==== GIVEN INFORMATION

PR #3622, opened 2022-11-07
Fix GetBookieInfo failed event stats

wenbingshen:
### Motivation

In `GetBookieInfoProcessorV3`, even if throw `IOException` and get DiskSpace failed, it will still `registerSuccessfulEvent`, which is wrong, we should `registerFailedEvent`.

### Changes

1. registerFailedEvent when get DiskSpace failed.
2. add unit test.


wenbingshen:
rerun failure checks

hangc0276 (approved):

zymap (approved):

dlg99 (approved):

PR #3623, opened 2022-11-08
[log] Add journal file path that caused failure in multi-journal config

rdhabalia:
### Motivation

Right now, if bookie fails to replay the journal then it logs journal-txn-id but it doesn't log journal dir path. It will be useful if bookie prints journal path along with journal-dir in case if user is using multi-journal directories so, user can troubleshoot the issue and fix it correctly.

```
2022-11-07T18:29:07,205+0000 [main] ERROR org.apache.bookkeeper.bookie.Bookie - Exception while replaying journals, shutting down
java.io.IOException: Recovery log 1667603421612 is missing
        at org.apache.bookkeeper.bookie.Bookie.replay(Bookie.java:932) ~[org.apache.bookkeeper-bookkeeper-server-4.12.jar:4.12]
        at org.apache.bookkeeper.bookie.Bookie.readJournal(Bookie.java:911) ~[org.apache.bookkeeper-bookkeeper-server-4.12.jar]
```

### Changes

Add journal dir file path in journal replay failure.

### DIFF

========

* EXERCISE DESCRIPTION *
Within the preceding material, tally each line that holds the word "java". Write down only the total.

* RESPONSE AREA *
3